### THE PROBLEM
Once the records below have been read, copy them all out exactly.
Top of PROVIDED RECORDS
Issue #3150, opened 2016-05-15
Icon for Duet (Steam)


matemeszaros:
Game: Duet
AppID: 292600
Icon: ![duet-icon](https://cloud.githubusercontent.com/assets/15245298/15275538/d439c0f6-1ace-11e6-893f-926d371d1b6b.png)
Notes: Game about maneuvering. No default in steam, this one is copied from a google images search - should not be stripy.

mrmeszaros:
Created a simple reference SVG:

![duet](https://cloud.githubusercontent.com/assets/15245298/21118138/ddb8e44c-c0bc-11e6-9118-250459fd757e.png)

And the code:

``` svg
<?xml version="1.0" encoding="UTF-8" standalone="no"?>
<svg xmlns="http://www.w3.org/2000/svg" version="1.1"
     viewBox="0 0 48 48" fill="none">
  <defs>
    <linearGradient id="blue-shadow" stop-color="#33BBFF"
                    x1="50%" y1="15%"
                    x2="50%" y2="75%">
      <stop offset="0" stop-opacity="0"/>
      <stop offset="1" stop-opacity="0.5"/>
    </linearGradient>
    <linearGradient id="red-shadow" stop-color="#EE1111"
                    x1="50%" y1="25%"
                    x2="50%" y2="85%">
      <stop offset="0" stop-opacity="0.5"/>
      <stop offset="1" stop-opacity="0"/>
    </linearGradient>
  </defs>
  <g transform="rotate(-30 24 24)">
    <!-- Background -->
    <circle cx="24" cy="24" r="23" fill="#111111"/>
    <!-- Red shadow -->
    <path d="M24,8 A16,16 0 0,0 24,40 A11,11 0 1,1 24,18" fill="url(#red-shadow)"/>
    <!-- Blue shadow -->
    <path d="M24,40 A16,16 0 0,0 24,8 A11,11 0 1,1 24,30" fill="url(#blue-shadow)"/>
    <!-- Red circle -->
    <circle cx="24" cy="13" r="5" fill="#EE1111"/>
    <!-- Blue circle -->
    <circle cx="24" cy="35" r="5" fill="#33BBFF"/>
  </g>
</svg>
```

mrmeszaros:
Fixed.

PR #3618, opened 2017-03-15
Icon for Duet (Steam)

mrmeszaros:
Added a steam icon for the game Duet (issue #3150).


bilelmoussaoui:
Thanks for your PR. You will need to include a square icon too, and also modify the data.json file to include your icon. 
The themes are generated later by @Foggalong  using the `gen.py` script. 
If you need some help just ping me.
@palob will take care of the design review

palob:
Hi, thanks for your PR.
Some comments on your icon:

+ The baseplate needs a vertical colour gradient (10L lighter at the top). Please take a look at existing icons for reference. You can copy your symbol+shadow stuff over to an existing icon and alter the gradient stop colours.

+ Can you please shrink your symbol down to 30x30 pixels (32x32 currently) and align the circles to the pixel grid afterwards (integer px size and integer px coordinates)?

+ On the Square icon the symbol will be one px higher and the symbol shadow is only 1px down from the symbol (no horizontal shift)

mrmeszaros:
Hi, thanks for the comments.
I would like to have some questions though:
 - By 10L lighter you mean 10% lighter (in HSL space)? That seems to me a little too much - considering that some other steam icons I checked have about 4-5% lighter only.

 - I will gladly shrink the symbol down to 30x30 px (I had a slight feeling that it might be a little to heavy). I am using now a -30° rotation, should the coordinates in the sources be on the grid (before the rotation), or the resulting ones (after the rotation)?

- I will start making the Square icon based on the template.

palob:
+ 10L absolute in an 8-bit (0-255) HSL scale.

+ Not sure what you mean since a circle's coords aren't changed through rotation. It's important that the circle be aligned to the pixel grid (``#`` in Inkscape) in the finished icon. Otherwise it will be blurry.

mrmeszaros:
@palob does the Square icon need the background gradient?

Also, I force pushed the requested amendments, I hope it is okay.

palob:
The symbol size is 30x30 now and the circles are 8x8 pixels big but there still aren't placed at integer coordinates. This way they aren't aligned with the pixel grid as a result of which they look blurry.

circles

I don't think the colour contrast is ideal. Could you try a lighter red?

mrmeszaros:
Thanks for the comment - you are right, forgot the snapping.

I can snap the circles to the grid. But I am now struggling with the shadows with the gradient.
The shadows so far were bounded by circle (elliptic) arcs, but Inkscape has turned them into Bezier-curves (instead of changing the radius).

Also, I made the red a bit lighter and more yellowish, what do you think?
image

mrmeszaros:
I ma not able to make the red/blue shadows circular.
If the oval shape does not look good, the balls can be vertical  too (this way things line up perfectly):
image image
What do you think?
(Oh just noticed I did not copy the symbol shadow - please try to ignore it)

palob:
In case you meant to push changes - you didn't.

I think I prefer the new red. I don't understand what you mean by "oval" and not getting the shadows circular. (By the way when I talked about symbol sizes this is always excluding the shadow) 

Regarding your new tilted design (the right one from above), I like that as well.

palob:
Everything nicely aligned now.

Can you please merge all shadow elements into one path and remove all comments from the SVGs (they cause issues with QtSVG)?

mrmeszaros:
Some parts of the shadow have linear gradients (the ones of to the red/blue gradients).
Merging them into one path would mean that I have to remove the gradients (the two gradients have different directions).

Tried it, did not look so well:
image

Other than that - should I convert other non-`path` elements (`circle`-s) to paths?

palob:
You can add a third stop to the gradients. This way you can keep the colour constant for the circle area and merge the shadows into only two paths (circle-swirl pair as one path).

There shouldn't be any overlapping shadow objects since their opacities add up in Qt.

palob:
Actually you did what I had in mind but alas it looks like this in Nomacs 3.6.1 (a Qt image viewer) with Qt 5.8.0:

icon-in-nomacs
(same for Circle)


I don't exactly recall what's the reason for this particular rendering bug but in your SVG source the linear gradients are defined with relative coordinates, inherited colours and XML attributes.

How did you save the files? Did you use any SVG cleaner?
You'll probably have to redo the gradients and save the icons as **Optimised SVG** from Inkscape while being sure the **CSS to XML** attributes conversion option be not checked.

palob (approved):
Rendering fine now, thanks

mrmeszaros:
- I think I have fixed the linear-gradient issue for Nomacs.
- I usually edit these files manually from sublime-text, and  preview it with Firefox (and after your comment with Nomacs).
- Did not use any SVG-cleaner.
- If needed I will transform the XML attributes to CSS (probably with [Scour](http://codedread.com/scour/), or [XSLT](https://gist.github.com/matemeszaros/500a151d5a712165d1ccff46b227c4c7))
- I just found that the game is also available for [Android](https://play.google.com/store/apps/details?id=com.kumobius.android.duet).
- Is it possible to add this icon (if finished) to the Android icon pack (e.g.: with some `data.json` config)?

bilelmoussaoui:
Bottom of PROVIDED RECORDS
### ANSWER AREA
Issue #3150, opened 2016-05-15
Icon for Duet (Steam)


matemeszaros:
Game: Duet
AppID: 292600
Icon: ![duet-icon](https://cloud.githubusercontent.com/assets/15245298/15275538/d439c0f6-1ace-11e6-893f-926d371d1b6b.png)
Notes: Game about maneuvering. No default in steam, this one is copied from a google images search - should not be stripy.

mrmeszaros:
Created a simple reference SVG:

![duet](https://cloud.githubusercontent.com/assets/15245298/21118138/ddb8e44c-c0bc-11e6-9118-250459fd757e.png)

And the code:

``` svg
<?xml version="1.0" encoding="UTF-8" standalone="no"?>
<svg xmlns="http://www.w3.org/2000/svg" version="1.1"
     viewBox="0 0 48 48" fill="none">
  <defs>
    <linearGradient id="blue-shadow" stop-color="#33BBFF"
                    x1="50%" y1="15%"
                    x2="50%" y2="75%">
      <stop offset="0" stop-opacity="0"/>
      <stop offset="1" stop-opacity="0.5"/>
    </linearGradient>
    <linearGradient id="red-shadow" stop-color="#EE1111"
                    x1="50%" y1="25%"
                    x2="50%" y2="85%">
      <stop offset="0" stop-opacity="0.5"/>
      <stop offset="1" stop-opacity="0"/>
    </linearGradient>
  </defs>
  <g transform="rotate(-30 24 24)">
    <!-- Background -->
    <circle cx="24" cy="24" r="23" fill="#111111"/>
    <!-- Red shadow -->
    <path d="M24,8 A16,16 0 0,0 24,40 A11,11 0 1,1 24,18" fill="url(#red-shadow)"/>
    <!-- Blue shadow -->
    <path d="M24,40 A16,16 0 0,0 24,8 A11,11 0 1,1 24,30" fill="url(#blue-shadow)"/>
    <!-- Red circle -->
    <circle cx="24" cy="13" r="5" fill="#EE1111"/>
    <!-- Blue circle -->
    <circle cx="24" cy="35" r="5" fill="#33BBFF"/>
  </g>
</svg>
```

mrmeszaros:
Fixed.

PR #3618, opened 2017-03-15
Icon for Duet (Steam)

mrmeszaros:
Added a steam icon for the game Duet (issue #3150).


bilelmoussaoui:
Thanks for your PR. You will need to include a square icon too, and also modify the data.json file to include your icon. 
The themes are generated later by @Foggalong  using the `gen.py` script. 
If you need some help just ping me.
@palob will take care of the design review

palob:
Hi, thanks for your PR.
Some comments on your icon:

+ The baseplate needs a vertical colour gradient (10L lighter at the top). Please take a look at existing icons for reference. You can copy your symbol+shadow stuff over to an existing icon and alter the gradient stop colours.

+ Can you please shrink your symbol down to 30x30 pixels (32x32 currently) and align the circles to the pixel grid afterwards (integer px size and integer px coordinates)?

+ On the Square icon the symbol will be one px higher and the symbol shadow is only 1px down from the symbol (no horizontal shift)

mrmeszaros:
Hi, thanks for the comments.
I would like to have some questions though:
 - By 10L lighter you mean 10% lighter (in HSL space)? That seems to me a little too much - considering that some other steam icons I checked have about 4-5% lighter only.

 - I will gladly shrink the symbol down to 30x30 px (I had a slight feeling that it might be a little to heavy). I am using now a -30° rotation, should the coordinates in the sources be on the grid (before the rotation), or the resulting ones (after the rotation)?

- I will start making the Square icon based on the template.

palob:
+ 10L absolute in an 8-bit (0-255) HSL scale.

+ Not sure what you mean since a circle's coords aren't changed through rotation. It's important that the circle be aligned to the pixel grid (``#`` in Inkscape) in the finished icon. Otherwise it will be blurry.

mrmeszaros:
@palob does the Square icon need the background gradient?

Also, I force pushed the requested amendments, I hope it is okay.

palob:
The symbol size is 30x30 now and the circles are 8x8 pixels big but there still aren't placed at integer coordinates. This way they aren't aligned with the pixel grid as a result of which they look blurry.

circles

I don't think the colour contrast is ideal. Could you try a lighter red?

mrmeszaros:
Thanks for the comment - you are right, forgot the snapping.

I can snap the circles to the grid. But I am now struggling with the shadows with the gradient.
The shadows so far were bounded by circle (elliptic) arcs, but Inkscape has turned them into Bezier-curves (instead of changing the radius).

Also, I made the red a bit lighter and more yellowish, what do you think?
image

mrmeszaros:
I ma not able to make the red/blue shadows circular.
If the oval shape does not look good, the balls can be vertical  too (this way things line up perfectly):
image image
What do you think?
(Oh just noticed I did not copy the symbol shadow - please try to ignore it)

palob:
In case you meant to push changes - you didn't.

I think I prefer the new red. I don't understand what you mean by "oval" and not getting the shadows circular. (By the way when I talked about symbol sizes this is always excluding the shadow) 

Regarding your new tilted design (the right one from above), I like that as well.

palob:
Everything nicely aligned now.

Can you please merge all shadow elements into one path and remove all comments from the SVGs (they cause issues with QtSVG)?

mrmeszaros:
Some parts of the shadow have linear gradients (the ones of to the red/blue gradients).
Merging them into one path would mean that I have to remove the gradients (the two gradients have different directions).

Tried it, did not look so well:
image

Other than that - should I convert other non-`path` elements (`circle`-s) to paths?

palob:
You can add a third stop to the gradients. This way you can keep the colour constant for the circle area and merge the shadows into only two paths (circle-swirl pair as one path).

There shouldn't be any overlapping shadow objects since their opacities add up in Qt.

palob:
Actually you did what I had in mind but alas it looks like this in Nomacs 3.6.1 (a Qt image viewer) with Qt 5.8.0:

icon-in-nomacs
(same for Circle)


I don't exactly recall what's the reason for this particular rendering bug but in your SVG source the linear gradients are defined with relative coordinates, inherited colours and XML attributes.

How did you save the files? Did you use any SVG cleaner?
You'll probably have to redo the gradients and save the icons as **Optimised SVG** from Inkscape while being sure the **CSS to XML** attributes conversion option be not checked.

palob (approved):
Rendering fine now, thanks

mrmeszaros:
- I think I have fixed the linear-gradient issue for Nomacs.
- I usually edit these files manually from sublime-text, and  preview it with Firefox (and after your comment with Nomacs).
- Did not use any SVG-cleaner.
- If needed I will transform the XML attributes to CSS (probably with [Scour](http://codedread.com/scour/), or [XSLT](https://gist.github.com/matemeszaros/500a151d5a712165d1ccff46b227c4c7))
- I just found that the game is also available for [Android](https://play.google.com/store/apps/details?id=com.kumobius.android.duet).
- Is it possible to add this icon (if finished) to the Android icon pack (e.g.: with some `data.json` config)?

bilelmoussaoui:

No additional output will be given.